第20回は、ビジネスアナリシスにより、新たな価値を提供していくためのアプローチの一つとしてファシリテーションの活用について考えていきます。
ビジネスアナリシスとファシリテーションの組合せに焦点を当て、ビジネスアナリシスの各活動をファシリテーション活用して推進することで、どのように組織の意思決定の質とステークホルダーの満足度を高め、ひいては組織変革を成功に導くことができるのかを考えます。
ビジネスアナリシスとは、組織などの環境(コンテキスト)におけるニーズを特定し、そのニーズを満たすために必要な変革(チェンジ)と解決策(ソリューション)を定義・デザインし、関係者(ステークホルダー)間の調整を通じて価値(バリュー)を創出する体系的なアプローチです。ビジネスアナリシスの知識体系であるBABOK(R)ガイドv3の詳細な解説は、以下の記事を参照ください。
ファシリテーションとは、「集団による知的相互作用を促進する働き」であり、「協同促進・共創支援」を意味します。ファシリテーターは、会議や議論の場で中立的な立場を保ち、チームのプロセスを管理し、メンバーのチームワークを引き出し、そのチームの成果が最大となるように支援する役割を担います。
ファシリテーターは、コンテンツそのものに直接介入するのではなく、プロセスに着目し、介入することで、意思決定の質とメンバーの納得度の両方を高めることを目指します。
ここでいうコンテンツとは、議題や情報などを示します。また、プロセスへの介入には、緊張をほぐす、目的を明確にする、全員に発言を促す、対立意見を尊重するなどがあります。

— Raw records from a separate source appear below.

PR #126, opened 2026-06-13
feat(ir): add OpenLR2 User-Agent to POST requests 

ez2patternBMS:
Returns actual version number so that indicate to IR using host modification that this is openLR2.

### DIFF
--- a/OpenLR2_vs22.vcxproj
+++ b/OpenLR2_vs22.vcxproj
@@ -70,6 +70,7 @@
     <ClInclude Include="LR2\Scenes.h" />
     <ClInclude Include="LR2\strclass.h" />
     <ClInclude Include="LR2\structure.h" />
+    <ClInclude Include="LR2\LR2_version.h" />
   </ItemGroup>
   <ItemGroup>
     <ClCompile Include="lib\md5.cpp" />
@@ -104,6 +105,7 @@
     <ClCompile Include="LR2\LR2_songmanage.cpp" />
     <ClCompile Include="LR2\LR2_statlong.cpp" />
     <ClCompile Include="LR2\LR2_statplay.cpp" />
+    <ClCompile Include="LR2\LR2_version.cpp" />
     <ClCompile Include="LR2\Main.cpp" />
     <ClCompile Include="LR2\Scene02_Songselect.cpp" />
     <ClCompile Include="LR2\Scene03_Decide.cpp" />
--- a/CMakeLists.txt
+++ b/CMakeLists.txt
@@ -78,6 +78,7 @@ add_library(
     LR2/LR2_songmanage.cpp
     LR2/LR2_statlong.cpp
     LR2/LR2_statplay.cpp
+    LR2/LR2_version.cpp
     LR2/Scene02_Songselect.cpp
     LR2/Scene03_Decide.cpp
     LR2/Scene04_Play.cpp
--- a/LR2/LR2_ir.cpp
+++ b/LR2/LR2_ir.cpp
@@ -1,4 +1,6 @@
-﻿#include <fstream>
+﻿// LR2IR integration is deprecated. Please help us improve CustomIR instead.
+
+#include <fstream>
 #include <sstream>
 #include <string>
 #pragma comment(lib, "ws2_32.lib")
--- a/LR2/LR2_ir.cpp
+++ b/LR2/LR2_ir.cpp
@@ -1,15 +1,16 @@
 ﻿#include <fstream>
 #include <sstream>
 #include <string>
-#pragma comment(lib,"ws2_32.lib")
-#include "LR2_ir.h"
+#pragma comment(lib, "ws2_32.lib")
 #include "DxLib/DxLib.h"
-#include "tinyxml/tinyxml.h"
 #include "En_dbio.h"
 #include "En_fileutil.h"
 #include "En_timer.h"
 #include "En_xml.h"
+#include "LR2_ir.h"
+#include "LR2_version.h"
 #include "filesystem.h"
+#include "tinyxml/tinyxml.h"
 
 #ifdef _WIN32
 #include <shellapi.h>
@@ -546,10 +547,12 @@ int NETWORK::HTTPrequest() {
 
 		request.fillzero();
 		cstrSprintf(&request, "POST %s HTTP/1.0\r\n"
+							  "User-Agent: %s/%d\r\n"
 							  "Content-Type: application/x-www-form-urlencoded\r\n"
 							  "Content-Length:%d\r\n"
 							  "\r\n"
-							  "%s", this->target_URL.body, this->param.length(), this->param.body);
+							  "%s",
+							  this->target_URL.body, openlr2::clientName, openlr2::versionCode, this->param.length(), this->param.body);
 
 		if (send(s, request, request.length() + 1, 0) < 0) {
 			cstrSprintf(&this->request_debug, "データの送信に失敗しました : %d\n", WSAGetLastError());
--- a/LR2/LR2_ir.cpp
+++ b/LR2/LR2_ir.cpp
@@ -50,7 +50,7 @@ void MYRANKING::InitRanking() {
 	this->inputtype = 0;
 }
 
-int CMP_PlayerByExscore(const void *p1, const void *p2) {
+static int CMP_PlayerByExscore(const void *p1, const void *p2) {
 	
 	RANKINGPLAYER* s1 = (RANKINGPLAYER*)p1;
 	RANKINGPLAYER* s2 = (RANKINGPLAYER*)p2;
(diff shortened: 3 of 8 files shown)


MatVeiQaaa:
Why is this needed?

ez2patternBMS:
To inform to IR using host modification that this is OpenLR2 and not original LR2.
Of course, it is recommended to use the CustomIR API, but there are some users who use host modification method because of one recent IR.

MatVeiQaaa:
> To inform to IR using host modification that this is OpenLR2 and not original LR2.
> 
> Of course, it is recommended to use the CustomIR API, but there are some users who use host modification method because of one recent IR.

In this case, proposed version field doesn't indicate that it's OpenLR2 transparently.

MatVeiQaaa:
Also, since you modify version string #define anyway, remove repeating definitions, and also have full version string already complete, instead of assembling it in-place from two definitions. You can do that by using ver date define in the ver string define. Sorry, I can't make a proper review to show it on code.

ez2patternBMS:
> > To inform to IR using host modification that this is OpenLR2 and not original LR2.
> > Of course, it is recommended to use the CustomIR API, but there are some users who use host modification method because of one recent IR.
> 
> In this case, proposed version field doesn't indicate that it's OpenLR2 transparently.

From the server's perspective, to check if it's OpenLR2, they just need to verify if the client version is higher than 100130. Also, for score.cgi requests, they can simply check if the version param exists. Therefore, it's easy to determine if it's OpenLR2 using this method.

MatVeiQaaa:
If the goal is to say that this is openlr2, there must be a param to say precisely that. A version string doesn't necessarily indicate that this is openlr2, even though it can be inferred. No deduction should be necessary at all. Perhaps a "client" field would fit this task better.

MatVeiQaaa:
It would be best to have both "client" and "version" fields though, because version field can have other use cases.

Sonic-TV:
There was a "client" field back when LR2IR was active.
Guess that was used for players who's still using emLR or LR1 but it never got used.

ez2patternBMS:
I added the #define LR2CLIENT and added the client field on login and sendScore. It's weird that LR2CLIENT and LR2VERSION strings are in LR2_ir.h, so I think I'll have to move it somewhere else later.

ez2patternBMS:
> I added the #define LR2CLIENT and added the client field on login and sendScore. It's weird that LR2CLIENT and LR2VERSION strings are in LR2_ir.h, so I think I'll have to move it somewhere else later.

I moved them to Version.h

LR2/Version.h
```diff
@@ -0,0 +1,7 @@
+#define LR2CLIENT "OpenLR2"
+#define LR2BUILDDATE "260608"
+#define LR2VERSION LR2BUILDDATE
+#define LR2VERSIONSTRING LR2CLIENT " version " LR2VERSION
```
chown2: Why four constants instead of just two?
Hm, this was made in response to this comment @MatVeiQaaa  https://github.com/GOMazk/OpenLR2/pull/126#issuecomment-4698405912
But in my opinion, each place carries a different meaning, so a shared constant doesn't make sense in there

---

LR2CLIENT doesn't seem needed either. It's always going to be "OpenLR2".

---

I think we only need a version constant.
```suggestion
namespace openlr2 {
const int version;
} // namespace openlr2
```
This is implicitly 'extern', so put this into a cpp file, ideally a new one but Main.cpp would suffice for now

LR2/Version.h
```diff
@@ -0,0 +1,7 @@
+#define LR2CLIENT "OpenLR2"
+#define LR2BUILDDATE "260608"
```
chown2:
```suggestion
namespace openlr2 {
const int version;
} // namespace openlr2
```
Put the actual version into a 'cpp' file.

OpenLR2_vs22.vcxproj
```diff
@@ -1,365 +1,366 @@
-<?xml version="1.0" encoding="utf-8"?>
```
chown2, line 1: Line ends changed? Unless Visual Studio did that, please undo.

chown2 (changes requested):
1. > To inform to IR using host modification that this is OpenLR2 and not original LR2.

    LR2IR is down. Is this intended for a replacement IR?
1. Why would the IR care? Are you involved with it? My only idea is collecting stats about client being used. If I guessed right, are you going to display them openly?
1. Please don't break LR2IR API. If you absolutely need this, set 'User-Agent' in HTTP headers instead. Grep for 'Content-Type' in LR2_ir.cpp.

ez2patternBMS:
1. Yes
2. I am not officially participating in any other IR projects. However, since there is at least a version field in the login function, I don't think it is appropriate to hardcode it as 100130. The first commit was for that.
3.  From the server's perspective, it can simply choose to ignore that parameter. That is why I implemented it this way.
If you think this will affect to much, I will change to use `User-Agent`

​I have a question regarding point 3. If a modification is made that affects the chart rankings (e.g., adding #RANK 4 or adding support for #DEFEXRANK), should the LR2IR API still transmit the same value? (e.g., hardcoding the API to send rank=2 for RANK 4).
​P.S. I accidentally clicked "Re-request review." The modifications are not finished yet.
​

LR2/Version.h
ez2patternBMS: I included `LR2CLIENT` considering the possibility that openlr2 might also be forked, just like beatoraja and lr2oraja.

If you think this isn't necessary, I will remove `LR2CLIENT`.

chown2:
> I don't think it is appropriate to hardcode it as 100130.

I understand that, but there is no *the* LR2IR anymore.
Unless you redirect www.dream-pro.info, the domain where LR2IR used to be at, you won't even be able to connect anywhere using this code.

> From the server's perspective, it can simply choose to ignore that parameter.

That's true, but changing 'version' is technically a breaking change.
Meanwhile User-Agent I've proposed using above would make them able to detect LR2 without breaking comptibility with LR2 while also using a universal web standard.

ファシリテーターの存在により、チームの相乗効果が活性化され、課題解決のスピードも向上します。ファシリテーションには、主に以下の4つのスキルがあります。
BABOK(R)ガイドv3では、ファシリテーションは、計20カ所ほどで言及されており、特に「引き出しとコラボレーション」知識エリアのテクニックと「基礎コンピテンシー」の「人間関係のスキル」において重要視されています。また、「基礎コンピテンシー」の「コミュニケーションスキル」では、ファシリテーションの「対人関係のスキル」の一つである傾聴も取り上げられています。
BABOK(R)v3ガイドにおいて、テクニックは「タスクの実行方法やアウトプットを導き出すために必要な手法」と位置付けられており、ビジネスアナリストが持つべきスキルや行動特性などを「基礎コンピテンシー」として定義しています。
つまり、テクニックは単なる「手法」であり、それを「うまく使いこなす」ためには、ビジネスアナリスト自身のスキルが問われることになります。そして、テクニックやスキル、行動特性などが「基礎コンピテンシー」を構成し、強化していきます。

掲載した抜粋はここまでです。